Are you getting another opportunity to see him? wouldn't mind seeing more pics


----------



## appylover31803 (Sep 18, 2007)

The video was on my mom's camera phone, and i know the video is bad, but i thought someone might be able to see something.

Yes, he is registered.

I took more pictures today, but didn't get any conformation shots.
I'll upload them when i put them on my computer


----------



## PoptartShop (Jul 25, 2010)

I'll need more confo pics to critique, but he is a cutie.  His trot doesn't look too bad, either.


----------



## appylover31803 (Sep 18, 2007)

well i don't have confo pics, but i do have a lot of pics of him moving, both without me and then with me.

It's still up in the air if i'm going to get him (depending on how much she'll take Vega for) But i'm hoping i'll get him.









(my favorite)








cut off his head 








Think i could turn him English?
















I'm 5'10... he's 16.2  

















































Good? Bad? Should i pass?

The swelling his in right hock has gone down A LOT! So i'm very happy about that, but i'm still going to want to get that x-rayed if I do wind up getting him.


----------



## Solon (May 11, 2008)

That's not the saddle you would use on him is it? Because it looks like it doesn't fit very good.

He's a nice looking horse but without pictures of him standing square from the side front and back, not much you can really tell about his legs, topline, neck, hindquarters.

Sure is a flashy looking horse though. I can see why he's sticking in your mind!


----------



## appylover31803 (Sep 18, 2007)

I'm an english girl, so that is not the saddle i'd be using with him.
That saddle was really uncomfortable too. Felt like i was sitting on cement :shock: 
And i was out of my element trying to ride English with a western saddle and bridle and reins.

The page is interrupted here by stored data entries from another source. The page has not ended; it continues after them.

PR #3384, opened 2023-11-01
New vendor headers for TS3

matejcik:
plus slightly improved vendor header selection logic in SCons

Please review the generated binaries too. Don't forget that in the poetry shell you can use `toiftool info` and `toiftool show`. Use `./core/tools/headertool.py` to examine generated headers.

This should be merged only after the new vendor headers are signed and the appropriate `_signed_prod.bin` files are added. In the current state builds will fail because these files are missing.


mmilata (approved):

mmilata:
`make build_firmware TREZOR_MODEL=R PRODUCTION=0` now fails because of missing `vendorheader_unsafe_signed_dev.bin`.

I'm gonna go ahead, merge this, and solve later as it doesn't affect release.

PR #3386, opened 2023-11-02
Embed signed bootloaders 2.1.4

mmilata:
For T2B1 and T2T1.


matejcik (approved):
utACK

is there a sort call missing in bootloader_hashes?

mmilata:
yep #3387

PR #3390, opened 2023-11-02
Update TS3 vendor headers

mmilata:
* add correct btconly VH
* add signed "unsafe" VH


matejcik (approved):
utACK

mmilata:
Added signed VH in 30da630c813f05dcbf51a46d6631f8674d995920

Issue #3392, opened 2023-11-06
Align send flow button request on T2B1 with TT


Hannsek:
![image](https://github.com/trezor/trezor-firmware/assets/57008159/36012c26-ef0f-4941-acee-57babef084e8)

Currently, when user clicks CONTINUE, it won't send button request to Suite.

Hannsek:
@grdddj Can you please check the differences between TS3 and TT button requests on different flow? Cardano, btc, altcoins, …

grdddj:
> @grdddj Can you please check the differences between TS3 and TT button requests on different flow? Cardano, btc, altcoins, …

Right, I have noticed at least `modify-amount` flow to be different - fixed as well in https://github.com/trezor/trezor-firmware/pull/3393

Hannsek:
@grdddj is this done?

grdddj:
> @grdddj is this done?

Will be done after merging https://github.com/trezor/trezor-firmware/pull/3393

PR #3393, opened 2023-11-07
ETH send flow - unify button requests

grdddj:
Fixes https://github.com/trezor/trezor-firmware/issues/3392:
- send the same button requests in ETH send flow for T2B1 as for T2T1


core/src/trezor/ui/layouts/tr/__init__.py
```diff
@@ -1066,21 +1080,46 @@ async def confirm_modify_output(
...
+        await raise_if_not_confirmed(ctx_wait(address_layout))
+
+        if send_button_request:
+            send_button_request = False
+            await button_request(
+                "modify_output",
+                ButtonRequestType.ConfirmOutput,
+                modify_layout.page_count(),
+            )
+        result = await ctx_wait(modify_layout)
```
mmilata, line 1118: I'm afraid you'll have to call `.request_complete_repaint()` on the two layouts otherwise they'll paint over each other.

mmilata (commented):
Looking good, would like to see UI diffs before approving.

tools/check-bitcoin-only
```diff
@@ -10,7 +10,7 @@ EXCEPTIONS+=( "mnemonic" )  # has NEM in it
 EXCEPTIONS+=( "workflow" "overflow" )  # has Flo in it
 EXCEPTIONS+=( "SyntaxError" )  # has Axe in it
 EXCEPTIONS+=( "DKDNEM" )  # has NEM in it, some sort of weird coincidence
-EXCEPTIONS+=( "confirm_ethereum_tx" )  # is model-specific, so is in layout/__init__.py instead of ethereum/layout.py
+EXCEPTIONS+=( "confirm_ethereum_tx ethereum_tx_summary" )  # is model-specific, so is in layout/__init__.py instead of ethereum/layout.py
```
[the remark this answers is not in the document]
grdddj: Done in [a5d3e2f](https://github.com/trezor/trezor-firmware/pull/3393/commits/a5d3e2f3273b2782bf3fa37744f8075aa218ac4c)

grdddj:
> Looking good, would like to see UI diffs before approving.

Rebased on `main` so we see the correct UI diff

core/src/trezor/ui/layouts/tr/__init__.py
grdddj: Is this situation different in `TR` than in `TT`? This is the same exact code as in `confirm_modify_output`'s code in `core/src/trezor/ui/layouts/tt/__init__.py`

mmilata: Seems to be the same & in both cases there is garbage on screen when you go back from the MODIFY AMOUNT screen in `test_p2wpkh_in_p2sh_fee_bump_from_external`.

TBH this should be handled automagically somewhere in `class Layout`, not sure if it's worth spending time on fixing it or rewriting to rust ...

Hannsek:
vertical alignment has changed for some reason:

core/src/trezor/ui/layouts/tr/__init__.py
grdddj: Good catch. I did the quick fix in [4970a6b](https://github.com/trezor/trezor-firmware/pull/3393/commits/4970a6bdce3c90b58cef13a3edca60dc9c643dfa) --- requesting repaint in all `while True:` cases where we define the layout in front of the loop

grdddj:
> vertical alignment has changed for some reason: image
> 
> diff on TT is not available.

Yes, the alignment might have changes a little, because we are using a different layout for this screen. Hopefully, it is not an issue.

I have pushed new commits, so the `TT` diff should be visible in a moment

Hannsek:
> Yes, the alignment might have changes a little, because we are using a different layout for this screen. Hopefully, it is not an issue.

Can we somehow easily fix it?

matejcik:
is this ready to merge (after fixing the conflict)?

grdddj:
> is this ready to merge (after fixing the conflict)?

From my side yes. Feel free to take over the PR

matejcik (approved):

bosomt:
**QA OK**

already released via 2.6.4 firmware version

PR #3395, opened 2023-11-08
chore(core): replace master branch comparison with main branch

grdddj:
Changing the comparison branch (for CI artifacts) from outdated `master` to current `main`


prusnak:
Do we want to also rename the script or it's just not worth the hassle?

grdddj:
> Do we want to also rename the script or it's just not worth the hassle?

I think it is not worth it, we already decided to keep the `master-diff` naming for UI comparison, this is a similar situation

prusnak (approved):
utACK

Issue #3280, opened 2023-09-17
Device recovery tests get stuck on T2B1


mmilata:
**Describe the bug**
Some tests in `test_recovery_bip39_dryrun.py`, `test_recovery_slip39_basic.py`, `test_recovery_slip39_advanced.py` get stuck when running on T2B1 hardware. Serial console logs an exception `RuntimeError: Waiting for event that already happened - 21 > 1` (different numbers not just 21).

**Firmware version and revision**
master @ 21959996bda33c6ca3e2e6f6fe89b7072cb767d3

**To Reproduce**
Only seems to happen after several tests have run. E.g. `pytest -v ../tests/device_tests/ -k test_recovery_bip39_dryrun` is sufficent to trigger this here. Client gets stuck waiting and firmware throws exception:
```
23327000 trezor.loop ERROR exception:
Traceback (most recent call last):
  File "trezor/loop.py", line 162, in _step
  File "apps/debug/__init__.py", line 127, in return_layout_change
  File "apps/debug/__init__.py", line 117, in get_layout_change_content
RuntimeError: Waiting for event that already happened - 21 > 1
```

Issue #2724, opened 2023-01-09
T2B1: make sure all tests are updated for the new model


matejcik:

grdddj:
`Click` and `device` tests are supported fully. Not sure what other kinds of tests (`persistence`, `upgrade`) do we want to run for `TR`

Hannsek:
Are there any additional tests we want?

swageeth:
Is model R estimate to be released on September 18?

mmilata:
I think we need to run a T2B1 version of *every* existing T2T1 test job. Notably also `u2f` and `fido2`.

Hannsek:
Can we close this issue or persistence and upgrade tests are still missing?

Not a high prio, right?

mmilata:
FIDO2 tests only need the T2B1 equivalent of trezor/fido2-tests#4

matejcik:
persistence tests enabled in #3686

PR #3396, opened 2023-11-08
ci: convert build and test jobs to github actions

mmilata:
Initial port of core+legacy build+test jobs from GitLab CI. What's missing:
* deploy jobs
  * credentials required
* HTML reports from UI jobs
  * GHActions only make it possible to download artifact zip file, we might have to push the HTMLs elsewhere for reviewer convenience
* caching
  * the runtime is still comparable with GitLab CI however, and if I understand this correctly we don't pay for compute time in the public repo
  * pipeline eats about 3h compute time, which means <10 pipelines for free in the private repo
* arm/macos builds
* connect test
* hardware tests

There are also bunch of new tests for T2B1 that we didn't have before, but there should still be more - #2724. The T2B1 device tests are sometimes failing due to #3280, no idea why it doesn't manifest on GitLab.

My proposal is to review & merge this PR and let both systems exist for a while until the issues are resolved.

https://docs.github.com/en/actions/using-workflows/workflow-syntax-for-github-actions


vdovhanych:
Deploy jobs could be done by uploading it to data.trezor.io/dev/firmware or better we would create a separate domain for that. Nonetheless we could do it by uploading files via aws cli like [here](https://github.com/trezor/trezor-suite/pull/9406/files#diff-b96b8b0583ecd1ae2eec82983a96fd7bd68aa3f8f99dc2246f40987f7ceecf26R57) also with setup credentials step. 

arm build will most likely be done with docker buildx cross platform build same way as its now using nix docker image.

.github/workflows/core.yml
```diff
@@ -0,0 +1,549 @@
...
+      - run: nix-shell --arg fullDeps true --run "unset _PYTHON_SYSCONFIGDATA_NAME && cd HWI && poetry install && poetry run ./test/test_trezor.py --model_t ../core/build/unix/trezor-emu-core bitcoind"
+      - uses: actions/upload-artifact@v3
+        with:
+          name: core-test-hwi-${{ matrix.model }}
+          path: HWI/trezor-t-emulator.stdout
+          retention-days: 7
+
+  core_memory_profile:
+    name: Memory allocation report
+    if: false  # NOTE manual job, comment out to run
```
vdovhanych, line 328: how would this work, you would uncomment it every time you want it to run or is this just for testing purpose for now? I think we cant have manual jobs in one workflow, it would need to be a separate one.

vdovhanych (approved):
Let's merge this and improve it later by adding all the to-do stuff.

.github/workflows/core.yml
mmilata: Yes, needs to be uncommented before every run, as it's very rarely used. I may turn it into a manual workflow later.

My fingers are crossed that things will work out.


----------



## JustDressageIt (Oct 4, 2007)

He's cute, that's for sure! One thing that sticks out to me is his front end; he has a fairly straight shoulder and his neck ties in low.
Other than that, I can't find anything wrong, but mind you these aren't the best critique pictures.
Anyways, you look quite comfortable on him, if that makes any difference? 
The one big thing I'm wondering is why is he in a hackamore?
Oh, and ohmygoodness you're a skinny minnie!


----------



## appylover31803 (Sep 18, 2007)

Would a straight shoulder and low neck tie in not be good for jumping? I would like to train him to do that.

He's in a hackamore because he strongly dislikes the bit. When the woman first got on him (on Thursday) she put a bit in and he kept opening his mouth and sticking his tongue out and wouldn't listen to anything. She said that he does ride in a hackamore and likes it a lot better, so before i got on, she put one on him and he was fine.

I know that you can't show in a hackamore, but i am hoping, if i get him, to try my myler bit with him and see how it likes that. And i'll let him graze and just be a horse with it on and see how he does.

The western saddle makes me look smaller than i really am. :lol: hmm.. maybe i should get a western then.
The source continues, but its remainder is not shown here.